Given records
——
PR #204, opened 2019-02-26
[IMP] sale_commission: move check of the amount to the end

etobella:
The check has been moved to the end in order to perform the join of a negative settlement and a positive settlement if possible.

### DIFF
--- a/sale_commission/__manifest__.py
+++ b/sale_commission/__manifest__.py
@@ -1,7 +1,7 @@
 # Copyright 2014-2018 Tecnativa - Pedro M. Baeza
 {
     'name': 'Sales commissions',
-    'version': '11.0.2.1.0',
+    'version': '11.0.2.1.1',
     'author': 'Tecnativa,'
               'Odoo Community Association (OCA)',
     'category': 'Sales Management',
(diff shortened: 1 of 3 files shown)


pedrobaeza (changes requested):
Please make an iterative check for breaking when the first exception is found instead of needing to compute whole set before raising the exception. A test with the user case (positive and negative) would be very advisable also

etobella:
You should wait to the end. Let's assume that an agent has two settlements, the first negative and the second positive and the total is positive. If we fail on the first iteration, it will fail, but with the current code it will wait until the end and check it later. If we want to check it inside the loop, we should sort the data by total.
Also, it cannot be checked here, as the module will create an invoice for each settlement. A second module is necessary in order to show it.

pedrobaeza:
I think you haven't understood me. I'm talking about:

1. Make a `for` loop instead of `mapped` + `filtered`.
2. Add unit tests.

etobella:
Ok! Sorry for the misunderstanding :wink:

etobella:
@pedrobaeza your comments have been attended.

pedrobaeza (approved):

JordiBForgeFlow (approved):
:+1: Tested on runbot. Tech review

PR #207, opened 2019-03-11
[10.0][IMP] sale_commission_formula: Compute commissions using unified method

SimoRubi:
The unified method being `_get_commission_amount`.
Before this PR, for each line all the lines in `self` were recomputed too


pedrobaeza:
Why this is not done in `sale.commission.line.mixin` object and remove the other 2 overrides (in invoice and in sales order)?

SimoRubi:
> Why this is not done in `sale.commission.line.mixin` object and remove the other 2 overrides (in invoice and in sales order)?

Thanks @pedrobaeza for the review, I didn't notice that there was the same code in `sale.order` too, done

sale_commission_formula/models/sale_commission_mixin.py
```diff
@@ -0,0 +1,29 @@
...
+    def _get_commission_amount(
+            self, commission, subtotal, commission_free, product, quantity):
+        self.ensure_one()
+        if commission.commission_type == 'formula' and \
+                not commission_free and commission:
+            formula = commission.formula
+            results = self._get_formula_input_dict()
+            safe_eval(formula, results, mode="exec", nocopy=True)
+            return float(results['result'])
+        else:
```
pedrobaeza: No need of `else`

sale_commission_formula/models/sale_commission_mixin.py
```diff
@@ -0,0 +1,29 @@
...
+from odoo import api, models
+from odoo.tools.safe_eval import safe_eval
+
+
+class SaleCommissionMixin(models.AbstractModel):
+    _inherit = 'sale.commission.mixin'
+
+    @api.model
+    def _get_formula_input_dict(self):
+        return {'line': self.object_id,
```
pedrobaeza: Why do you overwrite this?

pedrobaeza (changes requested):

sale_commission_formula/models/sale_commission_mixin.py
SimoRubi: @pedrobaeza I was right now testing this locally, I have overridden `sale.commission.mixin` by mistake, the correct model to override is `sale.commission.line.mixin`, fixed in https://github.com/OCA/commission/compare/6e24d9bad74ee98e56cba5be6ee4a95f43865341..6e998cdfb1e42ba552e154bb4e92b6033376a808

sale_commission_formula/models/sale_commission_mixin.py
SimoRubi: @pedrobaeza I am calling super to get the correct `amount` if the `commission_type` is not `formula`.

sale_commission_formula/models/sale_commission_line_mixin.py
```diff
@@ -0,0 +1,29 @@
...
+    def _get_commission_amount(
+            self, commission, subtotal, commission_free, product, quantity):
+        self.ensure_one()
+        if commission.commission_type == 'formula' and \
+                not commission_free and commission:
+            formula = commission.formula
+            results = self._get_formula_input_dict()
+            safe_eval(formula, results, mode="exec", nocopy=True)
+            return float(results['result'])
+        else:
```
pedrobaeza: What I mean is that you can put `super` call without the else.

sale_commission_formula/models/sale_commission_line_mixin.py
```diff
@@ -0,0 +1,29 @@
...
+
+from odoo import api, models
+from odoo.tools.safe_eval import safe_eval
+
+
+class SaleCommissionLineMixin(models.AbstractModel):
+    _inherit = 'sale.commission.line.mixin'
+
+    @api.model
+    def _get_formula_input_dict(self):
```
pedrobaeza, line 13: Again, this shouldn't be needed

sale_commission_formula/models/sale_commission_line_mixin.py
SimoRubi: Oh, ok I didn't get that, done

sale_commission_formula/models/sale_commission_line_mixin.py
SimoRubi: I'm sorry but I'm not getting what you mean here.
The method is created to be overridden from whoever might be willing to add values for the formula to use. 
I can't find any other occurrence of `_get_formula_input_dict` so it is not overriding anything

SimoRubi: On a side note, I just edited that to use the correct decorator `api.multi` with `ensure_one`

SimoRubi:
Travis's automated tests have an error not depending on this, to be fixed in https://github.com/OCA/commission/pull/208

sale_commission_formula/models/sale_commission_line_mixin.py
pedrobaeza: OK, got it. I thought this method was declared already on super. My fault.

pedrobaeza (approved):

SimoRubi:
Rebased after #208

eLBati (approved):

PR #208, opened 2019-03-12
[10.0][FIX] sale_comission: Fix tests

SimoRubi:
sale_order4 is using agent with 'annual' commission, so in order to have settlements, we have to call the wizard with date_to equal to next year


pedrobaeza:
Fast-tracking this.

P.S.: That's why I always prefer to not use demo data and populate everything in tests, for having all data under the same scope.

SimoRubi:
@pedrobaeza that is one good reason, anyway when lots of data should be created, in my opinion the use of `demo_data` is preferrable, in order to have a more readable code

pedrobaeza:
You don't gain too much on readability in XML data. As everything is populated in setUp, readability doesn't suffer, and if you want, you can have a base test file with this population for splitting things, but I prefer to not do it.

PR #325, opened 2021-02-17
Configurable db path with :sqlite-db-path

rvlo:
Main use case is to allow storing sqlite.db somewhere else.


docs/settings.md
——
Your assignment
Write every record out again exactly.

Result of the task
PR #204, opened 2019-02-26
[IMP] sale_commission: move check of the amount to the end

etobella:
The check has been moved to the end in order to perform the join of a negative settlement and a positive settlement if possible.

### DIFF
--- a/sale_commission/__manifest__.py
+++ b/sale_commission/__manifest__.py
@@ -1,7 +1,7 @@
 # Copyright 2014-2018 Tecnativa - Pedro M. Baeza
 {
     'name': 'Sales commissions',
-    'version': '11.0.2.1.0',
+    'version': '11.0.2.1.1',
     'author': 'Tecnativa,'
               'Odoo Community Association (OCA)',
     'category': 'Sales Management',
(diff shortened: 1 of 3 files shown)


pedrobaeza (changes requested):
Please make an iterative check for breaking when the first exception is found instead of needing to compute whole set before raising the exception. A test with the user case (positive and negative) would be very advisable also

etobella:
You should wait to the end. Let's assume that an agent has two settlements, the first negative and the second positive and the total is positive. If we fail on the first iteration, it will fail, but with the current code it will wait until the end and check it later. If we want to check it inside the loop, we should sort the data by total.
Also, it cannot be checked here, as the module will create an invoice for each settlement. A second module is necessary in order to show it.

pedrobaeza:
I think you haven't understood me. I'm talking about:

1. Make a `for` loop instead of `mapped` + `filtered`.
2. Add unit tests.

etobella:
Ok! Sorry for the misunderstanding :wink:

etobella:
@pedrobaeza your comments have been attended.

pedrobaeza (approved):

JordiBForgeFlow (approved):
:+1: Tested on runbot. Tech review

PR #207, opened 2019-03-11
[10.0][IMP] sale_commission_formula: Compute commissions using unified method

SimoRubi:
The unified method being `_get_commission_amount`.
Before this PR, for each line all the lines in `self` were recomputed too


pedrobaeza:
Why this is not done in `sale.commission.line.mixin` object and remove the other 2 overrides (in invoice and in sales order)?

SimoRubi:
> Why this is not done in `sale.commission.line.mixin` object and remove the other 2 overrides (in invoice and in sales order)?

Thanks @pedrobaeza for the review, I didn't notice that there was the same code in `sale.order` too, done

sale_commission_formula/models/sale_commission_mixin.py
```diff
@@ -0,0 +1,29 @@
...
+    def _get_commission_amount(
+            self, commission, subtotal, commission_free, product, quantity):
+        self.ensure_one()
+        if commission.commission_type == 'formula' and \
+                not commission_free and commission:
+            formula = commission.formula
+            results = self._get_formula_input_dict()
+            safe_eval(formula, results, mode="exec", nocopy=True)
+            return float(results['result'])
+        else:
```
pedrobaeza: No need of `else`

sale_commission_formula/models/sale_commission_mixin.py
```diff
@@ -0,0 +1,29 @@
...
+from odoo import api, models
+from odoo.tools.safe_eval import safe_eval
+
+
+class SaleCommissionMixin(models.AbstractModel):
+    _inherit = 'sale.commission.mixin'
+
+    @api.model
+    def _get_formula_input_dict(self):
+        return {'line': self.object_id,
```
pedrobaeza: Why do you overwrite this?

pedrobaeza (changes requested):

sale_commission_formula/models/sale_commission_mixin.py
SimoRubi: @pedrobaeza I was right now testing this locally, I have overridden `sale.commission.mixin` by mistake, the correct model to override is `sale.commission.line.mixin`, fixed in https://github.com/OCA/commission/compare/6e24d9bad74ee98e56cba5be6ee4a95f43865341..6e998cdfb1e42ba552e154bb4e92b6033376a808

sale_commission_formula/models/sale_commission_mixin.py
SimoRubi: @pedrobaeza I am calling super to get the correct `amount` if the `commission_type` is not `formula`.

sale_commission_formula/models/sale_commission_line_mixin.py
```diff
@@ -0,0 +1,29 @@
...
+    def _get_commission_amount(
+            self, commission, subtotal, commission_free, product, quantity):
+        self.ensure_one()
+        if commission.commission_type == 'formula' and \
+                not commission_free and commission:
+            formula = commission.formula
+            results = self._get_formula_input_dict()
+            safe_eval(formula, results, mode="exec", nocopy=True)
+            return float(results['result'])
+        else:
```
pedrobaeza: What I mean is that you can put `super` call without the else.

sale_commission_formula/models/sale_commission_line_mixin.py
```diff
@@ -0,0 +1,29 @@
...
+
+from odoo import api, models
+from odoo.tools.safe_eval import safe_eval
+
+
+class SaleCommissionLineMixin(models.AbstractModel):
+    _inherit = 'sale.commission.line.mixin'
+
+    @api.model
+    def _get_formula_input_dict(self):
```
pedrobaeza, line 13: Again, this shouldn't be needed

sale_commission_formula/models/sale_commission_line_mixin.py
SimoRubi: Oh, ok I didn't get that, done

sale_commission_formula/models/sale_commission_line_mixin.py
SimoRubi: I'm sorry but I'm not getting what you mean here.
The method is created to be overridden from whoever might be willing to add values for the formula to use. 
I can't find any other occurrence of `_get_formula_input_dict` so it is not overriding anything

SimoRubi: On a side note, I just edited that to use the correct decorator `api.multi` with `ensure_one`

SimoRubi:
Travis's automated tests have an error not depending on this, to be fixed in https://github.com/OCA/commission/pull/208

sale_commission_formula/models/sale_commission_line_mixin.py
pedrobaeza: OK, got it. I thought this method was declared already on super. My fault.

pedrobaeza (approved):

SimoRubi:
Rebased after #208

eLBati (approved):

PR #208, opened 2019-03-12
[10.0][FIX] sale_comission: Fix tests

SimoRubi:
sale_order4 is using agent with 'annual' commission, so in order to have settlements, we have to call the wizard with date_to equal to next year


pedrobaeza:
Fast-tracking this.

P.S.: That's why I always prefer to not use demo data and populate everything in tests, for having all data under the same scope.

SimoRubi:
@pedrobaeza that is one good reason, anyway when lots of data should be created, in my opinion the use of `demo_data` is preferrable, in order to have a more readable code

pedrobaeza:
You don't gain too much on readability in XML data. As everything is populated in setUp, readability doesn't suffer, and if you want, you can have a base test file with this population for splitting things, but I prefer to not do it.

PR #325, opened 2021-02-17
Configurable db path with :sqlite-db-path

rvlo:
Main use case is to allow storing sqlite.db somewhere else.


docs/settings.md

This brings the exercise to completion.